Most GPs will receive many queries from patients concerned about whether cancer runs in their family.
Because cancer is common, with a 1 in 3 lifetime risk, many of us will have a history of cancer within the family, but familial cancers only account for approximately 5%-10% of all cancers.
A GP needs to feel confident in reassuring the vast majority of patients that they are at general population risk (low risk) whilst being able to identify those who are at possible increased risk who would benefit from a referral to Genetics.
Ideally, a referral to clinical genetics would be accompanied by a completed family history questionnaire.
This allows the genetics department to seek to verify cancer diagnoses via the cancer registry/medical records and so allow an accurate assessment of a patient’s risk.
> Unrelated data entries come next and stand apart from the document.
PR #738, opened 2024-08-06
feat(molecule): support the latest mol grammar

homura:
# Description

The previous version of `@ckb-lumos/molecule` does not fully support all molecule syntax, such as `comment` starting with `#`, `comment`s in table or struct declaration blocks, `import` syntax, `syntax` version, newline breaker `\r\n` in Windows, and more. This PR refactors the parser to support the latest Molecule syntax.

- fully support the test version syntax of Molecule 0.8
- replaced the parser with Peggy, [a successor of peg.js](https://github.com/pegjs/pegjs/issues/675), so the output parser does not require any runtime

## Type of change

# How Has This Been Tested?

- [x] Unit test


packages/molecule/src/grammar/grammar.js
```diff
@@ -0,0 +1,1980 @@
+// @generated by Peggy 4.0.3.
```
Keith-CY: This file should not be included in git, but generated when the package is being published.

homura: The codegen file is removed and ignored. It will be generated when running `npm run build`

homura:
Now developers can paste their `.mol` with the latest Molecular syntax in the online Molecular parser.

Here is an example from [UTXO Stack](https://github.com/ckb-cell/utxo-stack-sdk/blob/develop/packages/leap/src/request/request.spec.ts) and its corresponding schema file [`leap.mol`](https://github.com/ckb-cell/utxo-stack-sdk/blob/develop/packages/leap/src/molecule/schemas/leap.mol)

image

Keith-CY (approved):

PR #119, opened 2020-10-16
include schema with messages parsed in json field

willscott:
* adds a `ParsedMessages` table including derived fields for useful message analytics.


model/messages/parsedmessage.go
```diff
@@ -0,0 +1,55 @@
...
+
+type ParsedMessage struct {
+	Cid string `pg:",pk,notnull"`
+
+	From   string `pg:",notnull"`
+	To     string `pg:",notnull"`
+	Value  string `pg:",notnull"`
+	Method string `pg:",notnull"`
+
+	Params string `pg:""`
```
iand, line 24: Params could be: 

```
Params []byte `pg:",type:jsonb,notnull"`
```

Making it []byte would save an allocation in the MessageProcessor

storage/migrations/13_parsed_message.go
```diff
@@ -0,0 +1,24 @@
...
+CREATE TABLE IF NOT EXISTS public.message_parsed (
+	"cid" text NOT NULL,
+	"from" text NOT NULL,
+    "to" text NOT NULL,
+	"value" text NOT NULL,
+	"method" text NOT NULL,
+	"params" jsonb,
+	PRIMARY KEY ("cid")
+);
+`)
```
iand, line 18: We should think about indexing the params. If the JSON is fairly flat mostly key/value then we could get a lot of mileage from a GIN index like:

```
CREATE INDEX public.message_parsed_params_idx ON message_parsed USING GIN (params);
```

A good overview of some of the options: [Using JSONB in PostgreSQL](https://scalegrid.io/blog/using-jsonb-in-postgresql-how-to-effectively-store-index-json-data-in-postgresql/#6)

tasks/message/message.go
```diff
@@ -204,9 +202,13 @@ func (p *MessageProcessor) fetchMessages(ctx context.Context, ts *types.TipSet)
...
 
-func (p *MessageProcessor) extractMessageModels(ctx context.Context, ts *types.TipSet, blkMsgs map[cid.Cid]*api.BlockMessages) (messagemodel.Messages, messagemodel.BlockMessages, visor.ProcessingMessageList, *messagemodel.MessageGasEconomy, error) {
-	msgModels := messagemodel.Messages{}
-	bmsgModels := messagemodel.BlockMessages{}
+func (p *MessageProcessor) extractMessageModels(ctx context.Context, ts *types.TipSet, blkMsgs map[cid.Cid]*api.BlockMessages) (*messagemodel.MessageTaskResult, visor.ProcessingMessageList, error) {
+	result := &messagemodel.MessageTaskResult{
+		Messages:       messagemodel.Messages{},
+		BlockMessages:  messagemodel.BlockMessages{},
+		ParsedMessages: messagemodel.ParsedMessages{},
+	}
```
iand, line 210: Initialise MessageGasEconomy too for consistency

tasks/message/message.go
```diff
@@ -266,7 +268,20 @@ func (p *MessageProcessor) extractMessageModels(ctx context.Context, ts *types.T
 				Nonce:      message.Nonce,
 				Method:     uint64(message.Method),
 				Params:     message.Params,
```
iand, line 270: Can we drop the Params column from Messages now we have ParsedMessages? Seems wasteful to store the data twice and it would make the messages row width a lot smaller.

iand (approved):
Overall LGTM with some suggestions

model/messages/parsedmessage.go
willscott: do you mean in the task? the `string()` cast shouldn't lead to a memory copy, if you do.

storage/migrations/13_parsed_message.go
willscott: It looks like a GIN index allows for fast filtering on presence of top-level keys in the json. I think we do better to put a direct index on `Method` - the keys for each message of a given method should be identical, so the filter on the GIN would be equivalent and still probably not as good as being able to filter by method, right?

tasks/message/message.go
willscott: I'm okay with that. the only downside is that it's destructive. if we have messages we've seen on previous forks that a back-fill won't re-find, we shouldn't delete that data.

model/messages/parsedmessage.go
```diff
@@ -0,0 +1,55 @@
...
+	"go.opentelemetry.io/otel/label"
+
+	"github.com/filecoin-project/sentinel-visor/metrics"
+)
+
+type ParsedMessage struct {
+	Cid string `pg:",pk,notnull"`
+
+	From   string `pg:",notnull"`
+	To     string `pg:",notnull"`
```
frrist, line 20: Would it be worth capturing the actor types for the `From` and `To` fields?

frrist (approved):

model/messages/parsedmessage.go
willscott: `Method` implicitly allows determination of the type of the `To` address.
I haven't seen any cases where we've made use of the type of `From` addresses. Can you think of a use case for that?

frrist: Off the top of my head the only case for `From` I can think of is differentiating multisig actors from account actors, but I don't know how frequently we will want that. I think this is fine as is.

model/messages/parsedmessage.go
iand: If that were true then you would be able to edit a string by modifying the byte slice's backing array.

PR #121, opened 2020-10-19
include height with parsed messages

willscott:
fixup to #119


model/messages/parsedmessage.go
```diff
@@ -16,6 +16,7 @@ import (
 type ParsedMessage struct {
 	Cid string `pg:",pk,notnull"`
 
+	Height int64  `pg:",notnull"`
```
frrist, line 19: I _think_ we'll also want `use_zero`.

frrist (approved):

iand (approved):

PR #122, opened 2020-10-19
fix index creation syntax in parsed message index

willscott:


frrist (approved):
Assuming this works for you locally, looks good to me :ship: :shipit:

willscott:
The migrate worked with this change. sorry for not doing that migration in #122

frrist:
I feel like CI should be catching this sort of thing...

Cancer family history referral
Referrals can be made by letter to:
MacMillan Cancer Family History Service
James Cook University Hospital
Marton Road
Middlesbrough
TS4 3BW
Tel: 0164 228 2673
OR
Clinical Genetics Service
International Centre for Life
Central Parkway
Newcastle upon Tyne
NE1 3BZ
Email: [email protected]
Tel: 0191 241 8600
When to suspect familial cancer
There are some clues in a patient’s history which may suggest the possibility of a familial cancer:
- The same cancer or related cancers in two or more close relatives (on the same side of the family).
- Cancer diagnosed in relatives at a young age.
- Multiple primary cancers occurring in the same person.
- Bilateral or multiple rare cancers.
- Known associated groupings of cancers e.g. breast and ovarian, bowel and endometrium, breast and sarcoma.
- An autosomal dominant pattern of inheritance.